My father complained also of the decreasing rations and said: “The agent’s memory is short; he has forgotten that these rationsare in payment for land. He calls them gifts.” My mother sent word that my little sister had died and that many were sick of lung diseases. “We are very cold and hungry in the winter,” she said, and my heart bled with remorse, for I was warm and well fed.

I would have returned at once had not my friend Davies told me to stay on and learn all I could. “Go to the top,” he said. “Do not halt in the middle of the trail. You will need to be very wise to help your people.”

He was a philosopher. He had no hate of any race. He looked upon each people as the product of its conditions, and he often said, “The plains Indian was a perfect adaptation of organism to environment till the whites disturbed him.”

His speech and his thought are in all that I write. He taught me to put down my words simply and without rhetoric. He gave me books to read that were both right and honest, and in all things he was truthful. “Your life can never be happy,” he said. “You will always be a red man in the clothing of the whites, but you will find a pleasure in defending your people. Your race needs both historian and defender. Your whole life should be one of teaching your people how to live and how to avoid pain. I am not educating you to be happy. There can be no shirking your duty. On the contrary, I believe your only way to secure a moment’s peace of mind after you return to your tribe is to help them bear their burdens.”

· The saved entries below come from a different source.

PR #1246, opened 2019-08-15
use CircleCI resources to build the client 

norbertschuler:
Currently we use our production server to build the client. 

This patch makes CircleCI do the work and only copy the results to our server.


norbertschuler:
This would make https://github.com/Plant-for-the-Planet-org/treecounter-platform/blob/develop/.circleci/integrate-app.sh unnecessary and all the ~/source/ttc-app* folder on the server could be deleted.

He warned me of the change which had come to me, as to them. “Your boyish imagination idealized your people and the life they led. You saw them under heroic conditions. They are now poor and despairing and you will be shocked at their appearance and position under the agent, but do not let this dismay you. The race is there beneath its rags and dirt, a wonderful race.”

I shall never forget those long talks we had in his study, high up in his little house, for he was not rich. Sometimes I could not sleep for the disturbing new thoughts which he gave me. Often he nullified all the teaching of the schools by some quiet remark.

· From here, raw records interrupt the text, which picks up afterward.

PR #1258, opened 2019-08-17
App banner

mahmed0715:
@sagararyal app banner added for ios and android for web client.
Google play store app is linked up but still need the apple app id.
Please check and advice..


mahmed0715:
app id linked ios/google play/Translation added, @norbertschuler @sagararyal  please test and advice.

sagararyal:
@mahmed0715 

Screen Shot 2019-08-17 at 9 02 04 AM
1. is it possible to have the text and image link to App /play Store as well

2. I could not replicate it working on iOS devices user agents. (did try your updated code).

3. for how long will the banner disappear once the user closes. can we bring it back in a new session. / new window?

4. Some minor details on the button, align-> right
  
And maybe do not make the title bold `Plant-for-the-Planet App`
Screen Shot 2019-08-17 at 9 13 13 AM
add some padding top/ bottom maybe 1 em or 16 px?

5. Can we float it at the bottom of the screen? – It wont hide the login/signup button + is reachable by fingers in most tall phones.

norbertschuler:
Looks like this branch shares a commit 92393711fb220ef559f87fbb12d4753fafdf8ee2 with your other pull requests #1208. Was the number formatting necessary for the app banner to work? Hopefully this won't result into a merge conflict later on. I would prefer every feature to be based on the default branch and do not depend on each other.

mahmed0715:
@sagararyal all the requsted changes are pushed, I double checked in ios simulator, it should work now.
the displayDelay is 1 day(so after the close button is clicked it will show up next day), do we really need to show in new session?
other wise all other changes are good. we customized the component.
Please check and advice

web/stylesheet/index.scss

“I counsel you to be a Sioux, my boy,” he repeated to me one night after I had been singing some of our songs for a group of his friends. “You can never be a Caucasian. There are dusky corners in your thought. The songs you sang to-night made your heart leap with memories of the chase. A race is the product of conditions, the result of a million years of struggle. I do not expect a red man to become a white man. Those who do, know nothing of the human organism. On the surface I can make some change; but deep down your emotions, your superstitions are red and always must be; that is not a thing to be ashamed of.”

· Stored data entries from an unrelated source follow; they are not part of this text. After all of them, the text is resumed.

Issue #1174, opened 2019-07-31
Implement Smart App Banners


sagararyal:
# Implement for both iOS & Android
![smartbanner_2x](https://user-images.githubusercontent.com/5401575/62206708-b08ae300-b392-11e9-8fd8-c76a11a2ad17.png)

https://github.com/patw0929/react-smartbanner

```
title: 'Plant-for-the-Planet App',
          author: 'Plant-for-the-Planet',
          button: 'VIEW',
          store: {
              ios: 'On the App Store',
              android: 'In Google Play',
          },
          price: {
              ios: 'FREE',
              android: 'FREE',
```

[Documentation from Apple](https://developer.apple.com/library/archive/documentation/AppleApplications/Reference/SafariWebContent/PromotingAppswithAppBanners/PromotingAppswithAppBanners.html)

sagararyal:
Design available at:
https://zpl.io/25AmwZQ

Should bee responsive, the button on the right,
and rest float on left.

PR #1260, opened 2019-08-18
New App banner implementation: fixed git issue

mahmed0715:
Here is the new PR for App Banner #1174


app/components/SmartBanner/index.js
```diff
@@ -0,0 +1,393 @@
...
+      android: 'google-play-app',
+      windows: 'msApplication-ID',
+      kindle: 'kindle-fire-app'
+    }
+  };
+
+  constructor(props) {
+    super(props);
+
+    // if (!__SERVER__) {
```
crucialfelix: The original package wanted to be friendly for SSR. We don't need or want that.

Move ua and cookie to normal imports up at the top of the file.

app/components/SmartBanner/index.js
```diff
@@ -0,0 +1,393 @@
+import React, { Component } from 'react';
```
crucialfelix: Add a big block comment here saying it's copied from react-smartbanner in order to do a small modification.

Add license information at the top as well: https://github.com/patw0929/react-smartbanner/blob/master/LICENSE

Actually you *could* inherit from it and just overwrite the methods you wanted to change the click behavior.

app/config/index.js.dist
```diff
@@ -1,22 +0,0 @@
-/**
```
norbertschuler: You accidentally removed app/config/index.js.dist from your branch. Please restore it as it was, so the build won’t fail any more.

mahmed0715: added again. Thanks..

web/index.html
```diff
@@ -27,10 +28,20 @@
     //   });
     // });
   </script>
+  <meta name="apple-itunes-app" content="app-id=1444740626">
+  <!-- <meta name="apple-itunes-app" content="app-id=284882215"> -->
+  <meta name="google-play-app" content="app-id=org.pftp">
+  <meta name="msApplication-ID" content="82a23635-5bd9-df11-a844-00237de2db9e">
+  <meta name="msApplication-PackageFamilyName" content="facebook_9wzdncrfhv5g">
+  <meta name="kindle-fire-app" content="app-id=B0094BB4TW">
```
norbertschuler: @sagararyal Do we offer the app for Windows Phone and Amazon? I didn't know that before. Where do these IDs (`82a23635-5bd9-df11-a844-00237de2db9e` for Windows and `app-id=B0094BB4TW` for Amazon) come from?

norbertschuler: Ups, actually the IDs are from the Facebook App, e.g. https://www.amazon.de/Facebook/dp/B0094BB4TW and http://www.windowsphone.com/s?appid=82a23635-5bd9-df11-a844-00237de2db9e - I would rather leave these values empty in stead of redirecting our users visiting the website on an Amazon and Windows device to Facebook.

mahmed0715: Removed those unnecessary app refs. @norbertschuler

sagararyal:
@mahmed0715 works fine for me, as expected. I think we can push to develop If @norbertschuler  or @crucialfelix  agree.

norbertschuler:
I am afraid I have some issues:

1. The text "Plant-for-the-Planet App" and the German button text "Erhalten" got cut on my iPhone X Simulator (also when testing the layout with the Chrome Dev Tools you can use to test smaller screen sizes):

I am giving this glimpse into my school days in order that my understanding of my chief and my race may appear plain. It is due to my good friend Davies, the noblest white I ever knew. I want everyone to know how much I owe to him.

It was strange to me and very irritating to find what false ideas of us and of our chief the Washington people held. When it became known that I was a Sioux and had been with The Sitting Bull, many were eager to question me about him, but I refused to do more than say: “We fought for our lands as Washington fought for his. Now you confine my chief as if he were a wolf. But he is a wise and gentle man, a philosopher, therefore he has laid his hands to the plow. His feet are in the white man’s road.”

This story is not of me, else I could tell you how beautiful some of the white women came to seem to me, and one small girl, fair as a spring flower, ensnared my heart and kept me like an eagle bound to my perch—only I did not struggle against the golden cord that bound me. It was all very strange to me, for I still loved a girl of my own race, who sent me presents of moccasins and who wrote through Louis to say she was waiting for me. It was strange, I say—for my heart clung to Anita, also, she was so fair and slender and sweet. She was associated with all the luxury and mystery of the white man’s life. She called to me in new ways—ways that scared me—while Oma spoke to something deeper in me—somethingakin to the wide skies, the brown hills, the west wind, and the smell of the lodge fire.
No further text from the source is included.